Uploaded image for project: 'Jenkins'
  1. Jenkins
  2. JENKINS-9189

truncation or corruption of zip workspace archive from slave

    • Icon: Bug Bug
    • Resolution: Fixed
    • Icon: Major Major
    • core
    • None
    • Hudson/Jenkins >= 1.378, Debian, slave connected via SSH

      Downloading a ZIP archive of the workspace from a project that was built on a slave appears to be broken since Hudson 1.378 (found by bisection between 1.365 and 1.406-SNAPSHOT). It worked and still works when the project was built on the master, so no remoting takes place.

      How to reproduce:

      1. Set up a free-style project that just creates a few files in the workspace, such as:
        env > env.txt
        ls -la > ls-la.txt
        dd if=/dev/urandom of=random.bin bs=512 count=2048
        
      2. Restrict this project to run on a slave (connected via SSH in my case).
      3. Run this project.
      4. Using the "(all files in zip)" link, download the workspace and verify the downloaded Zip archive. With 1.377 and before, you can run the download and verification step in a loop from the command line for 100 times in a row without error. Since 1.378, it will usually fail at the second attempt and will, on first glance at the hexdump, look like a correct but truncated Zip archive. The script that I used for testing is this:
        $ cat test.sh 
        i=0
        while [ $i -lt 100 ]; do
                i=`expr $i + 1`
                echo $i
                wget -q -O test.zip 'http://localhost/jenkins/job/test/ws/*zip*/test.zip' && \
                unzip -l test.zip > /dev/null || exit $?
        done
        exit 0
        

      Known workaround:

      • Run the job on the Jenkins master. (This isn't an option in our setup.)

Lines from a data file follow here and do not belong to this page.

PR #2116, opened 2025-05-31
Make basic-space-cleanup delete YunoHost logs too

tituspijean:
Addresses https://github.com/YunoHost/issues/issues/2329

I'm unsure what are all the `.YYYY-MM-DD...` symlinks for.

## PR Status

Ready?

## How to test

...

### DIFF
--- a/src/tools.py
+++ b/src/tools.py
@@ -603,7 +603,7 @@ def tools_shell(command=None):
         shell.interact()
 
 
-def tools_basic_space_cleanup():
+def tools_basic_space_cleanup(days=90):
     """
     Basic space cleanup.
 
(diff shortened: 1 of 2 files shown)


alexAubin:
(Same comment as ljf, if you don't read the log carefully, you'd think the `--days` arg applies to all files)

alexAubin (commented):
LGTM apart from the discussion on the design of --days

src/tools.py
```diff
@@ -603,21 +603,23 @@ def tools_shell(command=None):
...
     archived logs removal
+    yunohost logs removal (older than 90 days by default)
     """
     subprocess.run("apt autoremove && apt autoclean", shell=True)
     subprocess.run("journalctl --vacuum-size=50M", shell=True)
     subprocess.run("rm /var/log/*.gz", shell=True)
     subprocess.run("rm /var/log/*/*.gz", shell=True)
     subprocess.run("rm /var/log/*.?", shell=True)
     subprocess.run("rm /var/log/*/*.?", shell=True)
+    subprocess.run(f"find /var/log/yunohost/operations/ -type f,l -mtime +{days} -execdir rm {} +", shell=True)
```
alexAubin: Sounds like Python is not happy about the empty `{}` because it's a f-string ?

`SyntaxError: f-string: valid expression required before '}'`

      Possibly related issues:

      The changelog of 1.378 mentions JENKINS-5977 "Improving the master/slave communication to avoid pipe clogging problem." and I suspect that this change introduced the problem. A later changelog entry for 1.397 mentions that it fixed "a master/slave communication problem since 1.378" (JENKINS-7745). However, using the steps described above I can still reproduce at least this issue, even in the current version 1.404 and the latest snapshot.

      As suggested in comments of other issues touching on the field of master/slave communication, it would seem reasonable to assume that this issue could be caused by a missing flush operation on an output stream, or something to that effect. Another possibility, however likely, might be the suspected thread concurrency problem noted in remoting/src/main/java/hudson/remoting/PipeWindow.java, where it also mentions the issues JENKINS-7745 or JENKINS-7581.

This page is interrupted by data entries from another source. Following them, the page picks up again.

PR #2122, opened 2025-06-14
Implement RedisAppResource

fflorent:
## The problem

Motivated by this issue: https://github.com/YunoHost/issues/issues/2583#issuecomment-2949275846

TL;DR: I saw that some packages don't look for free redis DB, like some of mine or even [PeerTube](https://github.com/YunoHost-Apps/peertube_ynh/issues/482). 

## Solution

In the above mentioned issues, instead of making a linter, @zamentur rightfully suggested to support Redis as an AppResource in the v3 manifest. Therefore it would be the role of the system to provision / deprovision redis database correctly.

Also it would make redis helpers obsolete.

## PR Status

Need help [on these questions](https://github.com/YunoHost/yunohost/pull/2122/files#r2160415723)

## How to test

```
./ynh-dev test yunohost:app_resources:resource_redis
```

### DIFF
--- a/src/utils/resources.py
+++ b/src/utils/resources.py
@@ -1670,8 +1670,12 @@ class RedisDatabaseAppResource(AppResource):
             )
         super().__init__({"redis": properties}, *args, **kwargs)
 
+    def _ensure_array(self, val: str|list[str]):
+        return [val] if isinstance(val, str) else val
+
     def _get_all_alt_names(self, properties: Dict[str, Any]):
-        return [alt_name for subprops in properties.values() for alt_name in subprops.get('previous_names', [])]
+        # FIXME: Maybe this is a bit too condensed
+        return [alt_name for subprops in properties.values() for alt_name in self._ensure_array(subprops.get('previous_names', []))]
 
     def _free_db(self, count=1):
         info = check_output(
@@ -1680,12 +1684,13 @@ class RedisDatabaseAppResource(AppResource):
         databases_num_str = re.findall(r'^db(\d+):', info, flags=re.MULTILINE)
         databases_num = [int(num) for num in databases_num_str]
         redis_conf_path='/etc/redis/redis.conf'
-        max_dbs = searchf(r'^(?<=database\s+)(\d+)', redis_conf_path, flags=re.MULTILINE)
-        if max_dbs is None:
+        max_dbs_match = searchf(r'^databases\s+(\d+)', redis_conf_path, count=1, flags=re.MULTILINE)
+        if max_dbs_match is None:
             raise YunohostError(
                 f"Can't read the maximal number of Redis database allowed in {redis_conf_path}",
                 raw_msg=True
             )
+        max_dbs = int(max_dbs_match)
         free_dbs = set(range(0, max_dbs)) - set(databases_num)
         if len(free_dbs) < count:
             raise YunohostError(
@@ -1704,7 +1709,8 @@ class RedisDatabaseAppResource(AppResource):
             if self.get_setting(db_name) is not None:
                 dbs_to_provision.remove(db_name)
                 continue
-            for alt_name in self.redis.get(db_name, {}).get('previous_names', []):
+            previous_names = self.redis.get(db_name, {}).get('previous_names', [])
+            for alt_name in self._ensure_array(previous_names):
                 db_num = self.get_setting(alt_name)
                 if db_num is not None:
                     self.set_setting(db_name, db_num)
@@ -1715,10 +1721,13 @@ class RedisDatabaseAppResource(AppResource):
         new_db_nums = self._free_db(len(dbs_to_provision))
         for (db_name, db_num) in zip(dbs_to_provision, new_db_nums):
             self.set_setting(db_name, db_num)
+            # Set some unrelevant key so it is reserved for this app
+            # even if no key is put
+            os.system(f'redis-cli -n "{db_num}" SET __YNH_PROVISIONNED true')
 
     def deprovision(self, context: Dict = {}):
         for env in self.redis:
-            os.system(f"redis-cli -n \"{self.get_setting(env)}\" flushdb")
+            os.system(f'redis-cli -n "{self.get_setting(env)}" flushdb')
             self.delete_setting(env)
 
 
--- a/src/utils/resources.py
+++ b/src/utils/resources.py
@@ -1735,7 +1735,7 @@ class RedisDatabaseAppResource(AppResource):
             # Set some unrelevant key so it is reserved for this app
             # even if no key is put
             assert (
-                os.system(f'redis-cli -n "{db_num}" SET __YNH_PROVISIONNED true > /dev/null') == 0
+                os.system(f'redis-cli -n "{db_num}" SET __YNH_PROVISIONNED {self.app} > /dev/null') == 0
             ), "Uhoh, cannot provision a Redis DB"
 
         self.set_setting('provisionned_redis_db_names', ",".join(db_names))
--- a/src/utils/resources.py
+++ b/src/utils/resources.py
@@ -1665,7 +1665,7 @@ class RedisDatabaseAppResource(AppResource):
         colliding_names = set(db_names) & set(alt_names)
         if colliding_names:
             raise YunohostError(
-                f"Cannot define properties whose names are also specified as previous_names: {", ".join(colliding_names)}",
+                f'Cannot define properties whose names are also specified as previous_names: {", ".join(colliding_names)}',
                 raw_msg=True
             )
         super().__init__({"redis": properties}, *args, **kwargs)
--- a/src/utils/resources.py
+++ b/src/utils/resources.py
@@ -21,6 +21,7 @@
 import copy
 import os
 import random
+import re
 import shutil
 import subprocess
 import tempfile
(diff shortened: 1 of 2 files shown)


src/utils/resources.py
```diff
@@ -1608,6 +1609,119 @@ def deprovision(self, context: Dict = {}):
...
+        free_dbs = set(range(0, max_dbs)) - set(databases_num)
+        if len(free_dbs) < count:
+            raise YunohostError(
+                f'Uhoh, you seem to have reached the maximum of Redis databases allowed. You may increase the value of "database" in {redis_conf_path} to increase it.',
+                raw_msg=True
+            )
+        return list(free_dbs)[:count]
+
+    def provision_or_update(self, context: Dict = {}):
+        # I would like to fetch the previous properties so I can deprovision redis databases missing after an upgrade
```
fflorent: I need help for that part. 

The idea is that if the packager removes a Redis database (say `[resources.redis.celery_redis_db]` above), it deprovisions only this database.

I would be tempted to make the AppResourceManager pass the old properties in the context. Would it make sense?

src/utils/resources.py
```diff
@@ -1608,6 +1609,142 @@ def deprovision(self, context: Dict = {}):
...
+            previous_names = self.redis.get(db_name, {}).get('previous_names', [])
+            for alt_name in self._ensure_array(previous_names):
+                db_num = self.get_setting(alt_name)
+                if db_num is not None:
+                    self.set_setting(db_name, db_num)
+                    self.delete_setting(alt_name)
+                    dbs_to_provision.remove(db_name)
+                    break
+
+        previously_provisioned_db = set(str(self.get_setting('provisionned_redis_db_names') or '').split(","))
```
fflorent, line 1726: I am not very fond of `provisionned_redis_db_names`, I feel that it is a bit awkward. But it sounds like a viable hack.

I have proposed an alternate implementation in #2124 .

Please let me know what approach sounds the best to you, and I'll keep only one PR.

src/utils/resources.py
```diff
@@ -1608,6 +1609,142 @@ def deprovision(self, context: Dict = {}):
...
+            if self.get_setting(db_to_deprovision) is not None:
+                self._deprovision_db(db_to_deprovision)
+
+        new_db_nums = self._free_db(len(dbs_to_provision))
+        for (db_name, db_num) in zip(dbs_to_provision, new_db_nums):
+            self.set_setting(db_name, db_num)
+            # Set some unrelevant key so it is reserved for this app
+            # even if no key is put
+            assert (
+                os.system(f'redis-cli -n "{db_num}" SET __YNH_PROVISIONNED true > /dev/null') == 0
```
fflorent: Probably more interesting for debugging to set the value to the app name.

```suggestion
                app_name = self.app.replace("-", "_").replace(".", "_")
                os.system(f'redis-cli -n "{db_num}" SET __YNH_PROVISIONNED_BY {app_name} > /dev/null') == 0
```

src/utils/resources.py
```diff
@@ -1608,6 +1609,142 @@ def deprovision(self, context: Dict = {}):
...
+                raw_msg=True
+            )
+        max_dbs = int(max_dbs_match)
+        free_dbs = set(range(0, max_dbs)) - set(databases_num)
+        if len(free_dbs) < count:
+            raise YunohostError(
+                f'Uhoh, you seem to have reached the maximum of Redis databases allowed. You may increase the value of "database" in {redis_conf_path} to increase it.',
+                raw_msg=True
+            )
+        return list(free_dbs)[:count]
```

          [JENKINS-9189] truncation or corruption of zip workspace archive from slave

          First of all, thank you Rob for checking the above patch and requesting a pull at git-hub.

          The ratio 6/100 you mentioned gave me some unease and so I got the 1.414 sources, applied my patch and re-checked again. My ratio was 0/100 or no failures with the patched war.

          Just to be on the safe side. My environment is a x64 ubuntu 11.04 (classic mode thought) with sun java 1.6.0_24 installed.

          Harald Kahlfeld added a comment - First of all, thank you Rob for checking the above patch and requesting a pull at git-hub. The ratio 6/100 you mentioned gave me some unease and so I got the 1.414 sources, applied my patch and re-checked again. My ratio was 0/100 or no failures with the patched war. Just to be on the safe side. My environment is a x64 ubuntu 11.04 (classic mode thought) with sun java 1.6.0_24 installed.

          Thank you for filing the pull request and bringing this to my attention, and my apologies for not noticing it sooner. I think I understand the issue now and I believe the proposed patch should fix the problem (so I'm with Harald that I don't understand why it still fails 6/100 at Rob's deployment.)

          However, I think the patch stops short of addressing the root cause of the problem, which is that there's a race condition between the queued remote I/O operations vs the return from the closure call. In this case, the remote call (at FilePath.archive) executes close, so this patch fixes it, but generally speaking there's no such requirement. It would have been also OK to have the closure write a bunch of stuff to RemoteOutputStream, then return from the closure, then close it (or instead of closing it, keep writing more stuff at it.) Such patterns can be seen elsewhere, such as JENKINS-7871.

          So I'm fixing this in a bit different way, such that we keep track of the I/O operations made during a closure execution.

          If you can try it out, that would be greatly appreciated.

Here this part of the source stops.